PR #2005, opened 2018-12-06
Add host information to Segment events.

brianhw:
Addressing DE-1140.

Passes url context to Segment, so that Segment can pass hostname (and path) to GA.

### DIFF
--- a/ecommerce/extensions/analytics/utils.py
+++ b/ecommerce/extensions/analytics/utils.py
@@ -1,6 +1,7 @@
 import json
 import logging
 from functools import wraps
+from urlparse import urlunsplit
 
 from ecommerce.courses.utils import mode_for_product
 
@@ -144,10 +145,24 @@ def track_segment_event(site, user, event, properties):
# # # # #
WORK REQUEST: Check the listing above for "import". Show every line where it turns up.

RESPONSE BELOW:
 import json
 import logging
 from functools import wraps
+from urlparse import urlunsplit
 from ecommerce.courses.utils import mode_for_product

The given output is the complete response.